Unlearning dogma

28 June 2013
Volume 29 · Issue 6

Looking forward to correcting the misinformation surrounding occlusion.

Bruxism Awareness Week 2013 takes place October 21-27. It provides an opportunity for patients and dental practitioners to learn lessons about the condition. Barry Glassman (pictured) will be presenting a series of lectures to UK dentists during this week. He hopes to raise awareness within the profession and de-mystify some of the myths that surround bruxism and its associated conditions.

As a dynamic speaker, Barry’s lectures are expected to be extremely popular with dentists and dental healthcare professionals with an interest in bruxism, TMD and chronic pain management.

“This will be Dr Glassman’s third time presenting in the UK during Bruxism Awareness Week” says Matt Everatt, technical director at S4S. “The two previous years have been a resounding success; Dr Glassman is the most engaging speaker I have ever heard. He raises some serious questions that the audience can find challenging and sometimes goes against popular beliefs or teachings that surround occlusion, TMD and pain management. His seminar and the evidence he presents is a game changer, most of the dentists who have been to Dr Glassman’s seminar have rebooked each year.”

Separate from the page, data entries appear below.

PR #1789, opened 2020-12-02
Split Aggregator example

ipetr0v:
This change:
- Splits Aggregator Wasm module into 2 new modules: Main and Handler
- Removes sending SHA256 hash as `ConfigMap`

Fixes https://github.com/project-oak/oak/issues/1731


examples/aggregator/main_module/rust/tests/integration_test.rs
```diff
@@ -51,23 +64,15 @@ async fn submit_sample(
...
-    let module_config = format!(
-        "grpc_server_listen_address = \"[::]:8080\"\n\
-         backend_server_address = \"https://localhost:8888\"\n\
-         aggregator_module_hash = \"{}\"",
-        hex::encode(&wasm_module_hash)
-    );
+    let module_config = "\
+        grpc_server_listen_address = \"[::]:8080\"\n\
+        backend_server_address = \"https://localhost:8888\"\n\
+    ";
```
tiziano88, line 70: could you use a raw string here?

examples/aggregator/example.toml
```diff
@@ -11,7 +11,8 @@ manifest = "examples/aggregator/oak_app_manifest.toml"
 out = "examples/aggregator/bin/aggregator.oak"
 
 [applications.rust.modules]
-module = { Cargo = { cargo_manifest = "examples/aggregator/module/rust/Cargo.toml" } }
+main_module = { Cargo = { cargo_manifest = "examples/aggregator/main_module/rust/Cargo.toml" } }
+handler_module = { Cargo = { cargo_manifest = "examples/aggregator/handler_module/rust/Cargo.toml" } }
```
tiziano88, line 15: I don't think having the extra /rust/ in the path is particularly useful, can we just remove them?

ipetr0v:
Also temporarily checking if `aggregator` could be compiled in CI with the same hash.

tiziano88 (approved):

examples/aggregator/example.toml
ipetr0v: Done

examples/aggregator/main_module/rust/tests/integration_test.rs
ipetr0v: Done

examples/aggregator/main_module/tests/integration_test.rs
```diff
@@ -14,26 +14,43 @@
...
+const HANDLER_MODULE_MANIFEST: &str = "../handler_module/Cargo.toml";
+
+const MAIN_MODULE_NAME: &str = "app";
+const HANDLER_MODULE_NAME: &str = "handler";
 const ENTRYPOINT_NAME: &str = "oak_main";
 
+// SHA-256 hash of Handler module.
+// TODO(865): Remove and compute SHA-256 hash once reproducibility is fixed.
+const HANDLER_SHA256_HASH: &str =
+    "93539428d76d71d1812267013880b0aafcb40cbcc42b49d5dca511422a33690f";
```
tiziano88, line 45: Do we have a test with the wrong hash label?

tiziano88 (approved):

examples/aggregator/main_module/tests/integration_test.rs
ipetr0v: I just have sent it to test if CI for aggregator produces the same hash.
But it looks like it does.
I think we need to fix reproducibility before submitting this PR

examples/aggregator/handler_module/src/lib.rs
```diff
@@ -14,6 +14,30 @@
 // limitations under the License.
 //
 
+//! Aggregator example for Project Oak.
```
rbehjati, line 17: Is not it better to have this documentation in the `main_module`?

rbehjati (approved):
LGTM!

examples/aggregator/handler_module/src/lib.rs
ipetr0v: Done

Speaking from his specialist clinic in Pennsylvania, Barry explained how he first became involved in this area of dentistry, “Very early in my career I was treating a woman with upper right bicuspid pain with no obvious odontogenic cause. The pain did not resolve with normal dental procedures including endodontic therapy. I received a notice about an upcoming course with Niles Guichet, making the point that occlusal interferences can cause excessive muscular activity. While of course we have learned much since then (including the fact that this doesn’t happen) that course was the start of my involvement in the treatment of craniofacial pain, joint dysfunction, chronic pain, headaches, and sleep disordered breathing.”

Barry believes that while conditions such as bruxism, sleep apnoea and migraines are becoming more widely understood within the profession, there is still plenty of room for improvement, particularly in dental training; “Certainly we have seen much growth in this area of interest. Having said that, there is no question that the role of bruxism in migraine and joint dysfunction is not well appreciated, and nocturnal and diurnal parafunction often goes undiagnosed. Dentistry should be the number one portal of patients into sleep medicine, but it isn’t. There are many reasons for this; the most obvious is that the dental training is limited in these areas to begin with. Add the controversies that exist in occlusion and the role of joint position as well as much dental dogma, and we have major stumbling blocks that prevent growth. Learning new areas isn’t nearly as difficult as unlearning dogma.”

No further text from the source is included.